JH: There are coaches in the sport that have the history and experience, but there’s no substitute for pure chemistry between fighter and trainer, and I feel like you and Jermain had that going.
PB: Yes we did, we did.  And I still have that presence with him.  Jermain got in some trouble, and I was there for him, I was in court with him, with the judge, everything.  Because I know there is a great human being there.  Jermain has suffered a tremendous amount of loss.  Someone in his family had murdered his grandmother, then his brother died at 19 or 20 years old from a seizure.  Then his mother died of cancer.  The kid could not catch a break, and no one was there for him to help him get through that time.  And all the people that were supposed to be his people, they did not stay loyal to him.  They wanted nothing to do with him at that point.  He’s got a big heart, he has just suffered so much.  Then when he was making some really good money, you’re talking about a guy that came from horrible poverty, and he didn’t really know what to do with it.  Everyone and their brother came out of the woodwork wanting a piece.  
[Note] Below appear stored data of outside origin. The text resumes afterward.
PR #320, opened 2026-07-13
Fix publish: disable ESM splitting between root and react subpath

mcintyre94:
The version of the wallet plugin with the /react subpath does not currently work correctly, because it imports files from `chunk-` files that have not been published.

This is because `tsup` defaults ESM code splitting to true, which creates those chunks, and the `files` in our package.json does not include them.

This PR fixes the package by turning off this splitting. This works for the wallet plugin because the two paths mostly do not share code, only types. One caveat: the `isWalletWarmingUp` function is shared, and is now duplicated between both paths. Crucially they don't share any state, so there's no dual package hazard.

The alternative would be to extend `files` to include the chunks, but I think this is the cleaner option for this plugin.

For this plugin package only, a new test is added which checks for this issue on a dist/ directory.

Note that this only affects the latest version of the wallet plugin, because it's the only plugin with a subpath (in this case `/react`).

### DIFF
--- a/packages/kit-plugin-wallet/package.json
+++ b/packages/kit-plugin-wallet/package.json
@@ -64,7 +64,8 @@
     "scripts": {
         "build": "rimraf dist && tsup && tsc -p ./tsconfig.declarations.json",
         "dev": "vitest --project node",
-        "test": "pnpm test:types && pnpm test:treeshakability && pnpm test:unit",
+        "test": "pnpm test:types && pnpm test:treeshakability && pnpm test:packaging && pnpm test:unit",
+        "test:packaging": "node ../../scripts/assert-publishable-dist.mjs",
         "test:treeshakability": "for file in dist/index.*.mjs dist/react/index.*.mjs; do agadoo $file; done",
         "test:types": "tsc --noEmit",
         "test:unit": "vitest run"
--- a/scripts/assert-publishable-dist.mjs
+++ b/scripts/assert-publishable-dist.mjs
@@ -1,0 +1,103 @@
+#!/usr/bin/env node
+// Guards against publishing a package whose built entry points import files that
+// were not included in the npm tarball. This happens when a build emits shared
+// chunks (e.g. tsup code-splitting across multiple entries) but the package's
+// `files` allow-list only matches the entry files, so the chunks silently drop
+// out of the published tarball and every ESM consumer fails to resolve them.
+// @see https://github.com/anza-xyz/kit-plugins — the `@solana/kit-plugin-wallet@0.13.0` incident.
+//
+// Usage: node scripts/assert-publishable-dist.mjs [packageDir]
+// Runs against the current working directory by default.
+
+import { execFileSync } from 'node:child_process';
+import { existsSync, readFileSync } from 'node:fs';
+import { dirname, join, posix, relative, resolve } from 'node:path';
+import { argv, cwd, exit } from 'node:process';
+
+const packageDir = resolve(argv[2] ?? cwd());
+
+/** Ask npm which files this package would actually publish. */
+function getPublishedFiles() {
+    const output = execFileSync('npm', ['pack', '--dry-run', '--json'], {
+        cwd: packageDir,
+        encoding: 'utf8',
+        stdio: ['ignore', 'pipe', 'ignore'],
+    });
+    // `npm pack --json` paths are package-root-relative, POSIX-separated, no `package/` prefix.
+    return new Set(JSON.parse(output)[0].files.map(f => f.path));
+}
+
+/** Extract every relative (`./` or `../`) module specifier referenced by a JS module. */
+function getRelativeSpecifiers(code) {
+    const specifiers = new Set();
+    // Matches: import/export ... from '…', bare `import '…'`, dynamic import('…'), and require('…').
+    const patterns = [
+        /(?:\bimport\b|\bexport\b)[^;'"]*?\bfrom\s*['"]([^'"]+)['"]/g,
+        /\bimport\s*['"]([^'"]+)['"]/g,
+        /\bimport\s*\(\s*['"]([^'"]+)['"]\s*\)/g,
+        /\brequire\s*\(\s*['"]([^'"]+)['"]\s*\)/g,
+    ];
+    for (const pattern of patterns) {
+        for (const [, specifier] of code.matchAll(pattern)) {
+            if (specifier.startsWith('.')) {
+                specifiers.add(specifier);
+            }
+        }
+    }
+    return specifiers;
+}
+
+/** Resolve a relative specifier (from `fromFile`) to a package-root-relative POSIX path, or null. */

JH: As a fan, I saw that level of heart in Jermain.  He seemed like an incredible talent and incredible individual.  Then it broke my heart later to see some of the horrible videos online, going on racist rants, brandishing guns, and I remembered thinking, “This is not the same Jermain Taylor.”
PB: I was not a part of his life during that time.  It was criminal what they did to this kid.  He ended up getting in trouble, he started doing things he shouldn’t do.  But behind it all, Jermain has a great heart.  There’s nothing I won’t do for him.  We were 31-0 together.  
JH: It sounds like you have more than taken on the mentor role, it sounds like you’re more of a father figure to Jermain.  
PB: If he was 18 and I was his father, I’d be whipping his ass, but he’s a grown man now.
JH: Are you training anyone at the moment?
PB: Only if someone wants to pay me a lot of money or a really good salary, I’ll do it, but not at the moment, no.  I did make the Florida Hall of Fame.  Just spending time with my family, my kids, they’re in their 20s and I’m just enjoying my life with my wife and everything is good.  
JH: Closing thoughts, Pat?
PB: I help out [matchmaker and trainer] Chico Rivas, the president of amateur boxing here.  I love the sport, I love Arkansas, and I love their people.  There’s a lot of great people in boxing.  There’s a lot of bad people too, but there’s a lot of great people in boxing.